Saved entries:
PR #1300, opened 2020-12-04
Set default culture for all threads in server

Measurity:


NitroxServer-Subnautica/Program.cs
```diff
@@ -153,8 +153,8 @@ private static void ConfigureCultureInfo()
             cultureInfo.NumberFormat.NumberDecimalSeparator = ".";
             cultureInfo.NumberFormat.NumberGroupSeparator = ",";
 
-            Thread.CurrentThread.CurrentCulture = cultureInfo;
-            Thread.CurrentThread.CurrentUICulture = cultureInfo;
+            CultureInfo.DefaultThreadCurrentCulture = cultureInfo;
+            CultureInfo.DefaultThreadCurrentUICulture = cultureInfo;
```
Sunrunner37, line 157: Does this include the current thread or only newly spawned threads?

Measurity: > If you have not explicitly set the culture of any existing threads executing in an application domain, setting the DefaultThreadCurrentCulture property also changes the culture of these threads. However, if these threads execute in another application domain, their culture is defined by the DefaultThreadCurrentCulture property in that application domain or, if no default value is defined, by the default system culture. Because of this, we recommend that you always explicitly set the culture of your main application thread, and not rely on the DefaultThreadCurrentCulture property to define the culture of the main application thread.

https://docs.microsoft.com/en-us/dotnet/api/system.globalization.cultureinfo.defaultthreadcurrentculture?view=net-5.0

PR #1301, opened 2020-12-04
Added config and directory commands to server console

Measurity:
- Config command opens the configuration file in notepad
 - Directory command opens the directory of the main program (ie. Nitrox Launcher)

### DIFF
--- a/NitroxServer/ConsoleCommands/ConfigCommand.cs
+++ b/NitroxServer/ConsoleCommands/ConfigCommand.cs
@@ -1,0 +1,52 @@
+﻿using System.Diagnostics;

* * *

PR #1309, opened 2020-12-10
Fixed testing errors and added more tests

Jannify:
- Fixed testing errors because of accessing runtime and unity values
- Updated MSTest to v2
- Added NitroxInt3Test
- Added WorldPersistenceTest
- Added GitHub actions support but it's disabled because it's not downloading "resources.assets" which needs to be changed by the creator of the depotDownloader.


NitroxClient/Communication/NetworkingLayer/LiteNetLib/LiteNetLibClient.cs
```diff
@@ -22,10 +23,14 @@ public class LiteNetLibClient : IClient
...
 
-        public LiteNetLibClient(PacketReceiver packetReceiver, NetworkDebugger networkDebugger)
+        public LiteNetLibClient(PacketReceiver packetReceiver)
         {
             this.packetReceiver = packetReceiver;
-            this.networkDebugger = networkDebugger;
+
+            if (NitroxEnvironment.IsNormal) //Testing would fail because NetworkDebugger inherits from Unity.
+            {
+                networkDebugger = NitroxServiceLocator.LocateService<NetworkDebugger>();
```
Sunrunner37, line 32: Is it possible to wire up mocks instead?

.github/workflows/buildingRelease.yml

● **Problem description**
In the data above, start at the line that has "PR #1300, opened 2020-12-04", stop after the line that has "Sunrunner37, line 157: Does", and print every line in between exactly as it stands.

● **Task output**
PR #1300, opened 2020-12-04
Set default culture for all threads in server

Measurity:


NitroxServer-Subnautica/Program.cs
```diff
@@ -153,8 +153,8 @@ private static void ConfigureCultureInfo()
             cultureInfo.NumberFormat.NumberDecimalSeparator = ".";
             cultureInfo.NumberFormat.NumberGroupSeparator = ",";
 
-            Thread.CurrentThread.CurrentCulture = cultureInfo;
-            Thread.CurrentThread.CurrentUICulture = cultureInfo;
+            CultureInfo.DefaultThreadCurrentCulture = cultureInfo;
+            CultureInfo.DefaultThreadCurrentUICulture = cultureInfo;
```
Sunrunner37, line 157: Does this include the current thread or only newly spawned threads?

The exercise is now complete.